I’m a product designer focused on turning messy, complex ideas into clear, useful experiences. I’ve worked across data tooling, AI, fintech, and currently design enterprise AI products. I’m drawn to systems, structure, and the challenge of shaping ambiguous problems into something thoughtful and intuitive.
I’m interested in learning more about agentic workflow design and how voice AI can be used effectively in enterprise environments. I’m especially curious about making voice interactions feel natural in office settings, where speaking to a device can feel awkward. I want to explore conversation models that feel more like collaborative exchanges or meeting-style interactions rather than one-way monologues.

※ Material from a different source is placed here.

PR #11, opened 2025-05-30
Added mcpgateway wrapper

kevalmahajan:
Added a wrapper to connect MCP clients to the MCP gateway, making sure they can access all the tools, resources, and prompts available in the MCP Gateway. This update supports clients that use stdio instead of SSE, so they are compatible with MCP gateway.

My focus is on how AI can accelerate creating product demos, narratives, and showcase-ready concepts without losing the fundamentals of good design. Part of this is exploring when design should clarify the value proposition at a high level, and when it should dive into detail. I’m trying to understand how AI can support both: helping designers communicate the core idea convincingly while still enabling the level of craft and precision that makes a concept feel real.